And what about the men tasked with selecting the teams for that playoff?

If there are too many ex-coaches and administrators, the charge will be that the committee is too old and out of touch with the modern game. Or that iconic former coaches have too many loyalties and allegiances (and enemies) to be objective.

If there are too many administrators, the charge will be that they need more "football people." This is a common lament about the basketball selection committee.

Heaven help us if there is a media member, current or former. That man or woman has no shot at getting through the experience unscathed.

If committee members rely too much on the "eyeball test," the charge will be that they're ignoring empirical computer data that factors in strength of schedule. If they rely too much on computer data, the charge will be that they're slaves to flawed and unexplained formulas, at the expense of using their eyes to tell them who are the best teams.

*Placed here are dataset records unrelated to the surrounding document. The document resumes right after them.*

PR #363, opened 2021-03-22
D8UN-318 Create ODSCNI subtheme

ooneill547:
The svg logo is to follow once received from Richard


web/sites/odscni/themes/odscni_theme/config/postcss.config.js
```diff
@@ -0,0 +1,21 @@
...
+  },
+  plugins: {
+    'autoprefixer': {
+      cascade: false,
+    },
+    'postcss-assets': {
+      cachebuster: true,
+      relative: true,
+      loadPaths: ['images'],
+      baseUrl: '/themes/custom/STARTERKIT/'
```
soda736, line 18: I think this needs changed to the name of the theme.

soda736: Looks good, there Iip-logo.png is in the images as well which we won't need.

ooneill547: Good catch! Thanks

soda736 (approved):
Looks good now

PR #375, opened 2021-03-25
News search

soda736:
Setting up the news search. It was decided to use Search API rather than Solr for this site as it is only 1 index and the site lifespan is limited.


ooneill547 (commented):
Looks good, however, not sure what the comment config is about? Is there a comment section on this site?

soda736:
I thought it was a dependency on Search API but it's not! I have uninstalled it and deleted all related config.

ooneill547 (approved):

PR #630, opened 2021-07-07
D8UN-409 Fiscal Council: Theme front page

ooneill547:


config/nifiscalcouncil/config/core.extension.yml
```diff
@@ -26,6 +26,7 @@ module:
   ctools: 0
   datetime: 0
   datetime_range: 0
+  devel_generate: 0
```
soda736, line 29: Maybe uninstall this module?

soda736 (approved):
Just one small comment to maybe uninstall devel generate, otherwise looks good.

config/nifiscalcouncil/config/core.extension.yml
ooneill547: Good catch - I'll do that now

PR #652, opened 2021-07-19
D8 un 580

soda736:


omahm (approved):
Looks good. A quicker way to determine the node type is to call bundle() on the node object.

soda736:
No worries, cheers, I've changed it to bundle().

PR #664, opened 2021-07-22
D8UN-606 fix image mappings

johangant:


omahm (approved):

ooneill547 (approved):
Great work! It seems to be working on uregni, we just need to apply the same changes to the other sites

johangant:
> Great work! It seems to be working on uregni, we just need to apply the same changes to the other sites

I'll get this rolled out to the other active sites as part of this work. Cheers!

PR #665, opened 2021-07-22
D8UN-614 Fix workbench area views on all sites

ooneill547:
I needed to add the next audit due field to the audit office site and configure it so that the view could be configured properly


omahm (approved):
LG

PR #666, opened 2021-07-23
D8UN-634 ~ Update Core to 9.2.2, Update file transliteration patch

omahm:
- Core update to 9.2.2. 
- Transliteration patch will need to be thoroughly tested. I carried out a test using a file called 'test file @test.txt' and it renamed it to 'test-file-test.txt.'


omahm:
Update in a later PR

PR #669, opened 2021-07-23
D8UN-623 Add current page to all breadcrumb links

ooneill547:
This needed to be completed for all unity sites


web/sites/fiscalcommissionni/modules/custom/fiscalcommissionni_breadcrumbs/src/PageBreadcrumb.php
```diff
@@ -0,0 +1,114 @@
...
+    return $match;
+  }
+
+  /**
+   * {@inheritdoc}
+   */
+  public function build(RouteMatchInterface $route_match) {
+    $breadcrumb = new Breadcrumb();
+    $title_resolver = $this->titleResolver->getTitle($this->request->getCurrentRequest(), $route_match->getRouteObject());
+    if ($this->node) {
```
omahm, line 105: Shouldn't really need this check as build will only get called if we have passed the applies() call

omahm (changes requested):
Generally looks good, just a couple of issues.

ooneill547:
> Generally looks good, just a couple of issues.

I have updated the fiscal commission breadcrumbs to check if it's correct and then I will do the rest

johangant:
I think this could do with an update/merge from `development` to assess what has changed; there are a number of things that look like they come from other feature branches and should already be in `development` by now.

omahm (approved):
Looks good

PR #681, opened 2021-07-30
D8UN-628 HTML document feature

johangant:
Relates to: https://github.com/dof-dss/nicsdru_unity_theme/pull/319

~NB: currently only config in place for Uregni. I expect this to expand to other sites as needed once refined/reviewed.~

* NI Audit Office site: new config; body field replaced with dedicated HTML field. Makes it easier to monitor table bloat and also means we can avoid the summary option which the body field presently requires.
* Added a custom icon for CKEditor embed button, to replace the default 'E' icon for entity embed.
* TODO: 
** DI for whatlinkshere service
** a bit more refinement/checks in the Unity HTML pubs module.
** Refinement in the breadcrumb builder class.
** Config for Full HTML text format.


omahm (approved):
Looks good

PR #683, opened 2021-08-02
D8UN-643 OCTF: Set up news content type

ooneill547:


config/octf/config/search_api.index.news.yml
```diff
@@ -0,0 +1,117 @@
+uuid: bb8cbe60-082e-47e2-b048-f5186eb76318
```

There will be accusations of kowtowing to what ESPN wants. There will be accusations of East Coast Bias, Deep South Bias and every other conceivable bias. There will be seeding complaints, geography complaints and endless allegations of backroom deals. The conspiracy theorists will have a whole new playground to run wild in.

So if you want to be on the College Football Playoff selection committee, send your résumé to Bill Hancock or your neighborhood conference commissioner. They may actually need you after the A-list candidates run the other way from a thankless and potentially problematic job.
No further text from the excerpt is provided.